- WORK INSTRUCTION:
Copy every line of the entries that has the string "inside" in it.

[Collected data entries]
•••

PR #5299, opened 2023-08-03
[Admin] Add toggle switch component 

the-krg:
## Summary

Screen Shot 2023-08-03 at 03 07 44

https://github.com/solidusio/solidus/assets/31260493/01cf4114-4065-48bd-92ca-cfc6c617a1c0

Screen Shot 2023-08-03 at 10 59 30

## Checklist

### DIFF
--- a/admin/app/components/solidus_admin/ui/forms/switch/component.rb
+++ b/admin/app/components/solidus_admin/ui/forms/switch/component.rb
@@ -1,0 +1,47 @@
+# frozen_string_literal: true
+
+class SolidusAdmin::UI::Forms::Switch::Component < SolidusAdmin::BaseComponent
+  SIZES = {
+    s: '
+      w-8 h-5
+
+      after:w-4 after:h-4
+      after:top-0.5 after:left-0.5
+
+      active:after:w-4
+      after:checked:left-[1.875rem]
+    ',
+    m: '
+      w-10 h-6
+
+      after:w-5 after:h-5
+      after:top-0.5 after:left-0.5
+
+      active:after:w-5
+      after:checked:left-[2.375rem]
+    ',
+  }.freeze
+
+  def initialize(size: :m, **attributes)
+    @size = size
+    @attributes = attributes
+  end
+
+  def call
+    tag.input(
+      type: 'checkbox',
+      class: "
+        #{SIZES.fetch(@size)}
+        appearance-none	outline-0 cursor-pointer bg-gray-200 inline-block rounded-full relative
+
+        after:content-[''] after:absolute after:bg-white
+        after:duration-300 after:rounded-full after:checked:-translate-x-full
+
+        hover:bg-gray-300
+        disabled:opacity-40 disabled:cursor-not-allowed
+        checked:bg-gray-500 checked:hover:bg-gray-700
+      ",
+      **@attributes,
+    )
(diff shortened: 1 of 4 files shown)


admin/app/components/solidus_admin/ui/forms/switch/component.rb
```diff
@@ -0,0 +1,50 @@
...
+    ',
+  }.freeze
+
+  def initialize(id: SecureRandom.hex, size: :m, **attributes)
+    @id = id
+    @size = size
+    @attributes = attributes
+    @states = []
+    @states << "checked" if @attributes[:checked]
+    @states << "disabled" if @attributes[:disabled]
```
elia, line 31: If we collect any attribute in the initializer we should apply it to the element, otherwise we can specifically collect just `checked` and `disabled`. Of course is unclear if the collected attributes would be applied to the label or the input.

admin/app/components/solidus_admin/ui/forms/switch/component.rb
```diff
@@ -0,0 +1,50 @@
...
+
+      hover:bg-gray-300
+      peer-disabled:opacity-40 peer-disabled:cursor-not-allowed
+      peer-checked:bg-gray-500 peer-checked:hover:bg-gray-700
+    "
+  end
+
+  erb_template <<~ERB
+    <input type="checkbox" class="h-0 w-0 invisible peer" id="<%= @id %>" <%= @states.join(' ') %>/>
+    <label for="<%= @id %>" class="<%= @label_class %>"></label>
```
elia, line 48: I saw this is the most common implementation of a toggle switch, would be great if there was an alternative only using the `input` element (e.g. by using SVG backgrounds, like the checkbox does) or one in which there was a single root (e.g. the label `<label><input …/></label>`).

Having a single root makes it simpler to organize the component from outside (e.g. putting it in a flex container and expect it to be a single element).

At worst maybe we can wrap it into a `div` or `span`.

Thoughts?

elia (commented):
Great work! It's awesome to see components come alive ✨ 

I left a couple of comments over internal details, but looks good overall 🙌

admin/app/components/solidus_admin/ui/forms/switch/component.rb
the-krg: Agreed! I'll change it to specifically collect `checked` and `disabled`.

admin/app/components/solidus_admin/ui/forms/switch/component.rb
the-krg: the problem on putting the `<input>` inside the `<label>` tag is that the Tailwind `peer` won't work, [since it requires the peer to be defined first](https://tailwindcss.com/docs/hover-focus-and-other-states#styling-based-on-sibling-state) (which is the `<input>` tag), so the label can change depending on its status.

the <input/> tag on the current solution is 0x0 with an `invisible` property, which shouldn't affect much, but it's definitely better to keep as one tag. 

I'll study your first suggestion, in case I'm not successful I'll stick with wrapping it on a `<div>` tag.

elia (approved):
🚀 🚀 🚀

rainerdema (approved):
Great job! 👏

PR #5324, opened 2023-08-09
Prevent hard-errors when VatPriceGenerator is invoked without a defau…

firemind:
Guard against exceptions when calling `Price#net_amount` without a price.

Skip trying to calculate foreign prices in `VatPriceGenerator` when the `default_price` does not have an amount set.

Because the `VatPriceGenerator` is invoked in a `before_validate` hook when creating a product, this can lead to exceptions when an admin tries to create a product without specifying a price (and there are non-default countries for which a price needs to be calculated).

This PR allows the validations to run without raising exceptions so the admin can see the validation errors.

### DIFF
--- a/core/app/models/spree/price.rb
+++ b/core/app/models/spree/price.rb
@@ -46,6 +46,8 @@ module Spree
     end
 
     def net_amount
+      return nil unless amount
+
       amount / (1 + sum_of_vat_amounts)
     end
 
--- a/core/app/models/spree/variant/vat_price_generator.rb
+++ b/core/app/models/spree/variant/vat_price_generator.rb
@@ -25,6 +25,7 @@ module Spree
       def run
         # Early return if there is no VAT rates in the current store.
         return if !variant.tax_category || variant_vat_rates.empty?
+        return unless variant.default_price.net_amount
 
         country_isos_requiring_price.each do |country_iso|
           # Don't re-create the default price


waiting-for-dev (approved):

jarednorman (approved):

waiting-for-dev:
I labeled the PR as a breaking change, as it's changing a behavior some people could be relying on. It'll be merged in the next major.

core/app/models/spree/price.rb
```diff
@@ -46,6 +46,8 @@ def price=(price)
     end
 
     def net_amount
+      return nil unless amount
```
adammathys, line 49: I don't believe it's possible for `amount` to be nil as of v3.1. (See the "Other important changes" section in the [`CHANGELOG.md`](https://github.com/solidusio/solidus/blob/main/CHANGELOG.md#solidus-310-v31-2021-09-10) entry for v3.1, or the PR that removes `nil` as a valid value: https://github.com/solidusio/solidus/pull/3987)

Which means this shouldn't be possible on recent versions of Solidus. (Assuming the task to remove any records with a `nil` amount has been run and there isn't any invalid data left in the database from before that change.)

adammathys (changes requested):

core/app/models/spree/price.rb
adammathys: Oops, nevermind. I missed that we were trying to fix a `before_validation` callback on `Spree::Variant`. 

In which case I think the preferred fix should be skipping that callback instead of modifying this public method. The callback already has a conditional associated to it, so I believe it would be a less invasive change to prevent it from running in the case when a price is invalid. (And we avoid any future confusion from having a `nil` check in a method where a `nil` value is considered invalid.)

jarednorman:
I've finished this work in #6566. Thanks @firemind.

•••

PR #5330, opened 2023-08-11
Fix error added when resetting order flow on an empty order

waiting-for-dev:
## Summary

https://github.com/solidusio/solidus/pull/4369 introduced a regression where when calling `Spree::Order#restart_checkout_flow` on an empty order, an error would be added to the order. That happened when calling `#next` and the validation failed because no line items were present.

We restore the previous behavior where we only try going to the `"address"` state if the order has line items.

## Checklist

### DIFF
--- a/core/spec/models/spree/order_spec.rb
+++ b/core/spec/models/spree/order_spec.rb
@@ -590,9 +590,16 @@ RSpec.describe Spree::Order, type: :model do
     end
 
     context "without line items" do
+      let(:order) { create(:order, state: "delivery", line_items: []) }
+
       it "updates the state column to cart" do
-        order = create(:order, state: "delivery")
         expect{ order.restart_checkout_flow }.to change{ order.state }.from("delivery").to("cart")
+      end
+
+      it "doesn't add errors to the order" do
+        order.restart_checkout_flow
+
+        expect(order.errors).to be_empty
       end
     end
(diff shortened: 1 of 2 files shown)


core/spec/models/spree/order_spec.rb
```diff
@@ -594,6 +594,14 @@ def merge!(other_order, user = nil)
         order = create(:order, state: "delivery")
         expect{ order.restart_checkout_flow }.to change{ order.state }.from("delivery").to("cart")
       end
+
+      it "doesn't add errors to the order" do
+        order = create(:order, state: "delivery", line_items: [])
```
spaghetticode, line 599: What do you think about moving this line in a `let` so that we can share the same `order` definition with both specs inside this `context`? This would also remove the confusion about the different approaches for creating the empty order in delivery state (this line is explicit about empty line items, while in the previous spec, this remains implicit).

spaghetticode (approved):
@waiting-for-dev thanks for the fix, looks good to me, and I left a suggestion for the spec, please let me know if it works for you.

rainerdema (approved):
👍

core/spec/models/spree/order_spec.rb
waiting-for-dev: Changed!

•••

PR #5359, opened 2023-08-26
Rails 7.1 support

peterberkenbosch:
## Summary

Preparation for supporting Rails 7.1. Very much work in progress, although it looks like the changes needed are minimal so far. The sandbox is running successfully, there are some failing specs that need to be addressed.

•••

- FINISHED TASK:
the-krg: the problem on putting the `<input>` inside the `<label>` tag is that the Tailwind `peer` won't work, [since it requires the peer to be defined first](https://tailwindcss.com/docs/hover-focus-and-other-states#styling-based-on-sibling-state) (which is the `<input>` tag), so the label can change depending on its status.
spaghetticode, line 599: What do you think about moving this line in a `let` so that we can share the same `order` definition with both specs inside this `context`? This would also remove the confusion about the different approaches for creating the empty order in delivery state (this line is explicit about empty line items, while in the previous spec, this remains implicit).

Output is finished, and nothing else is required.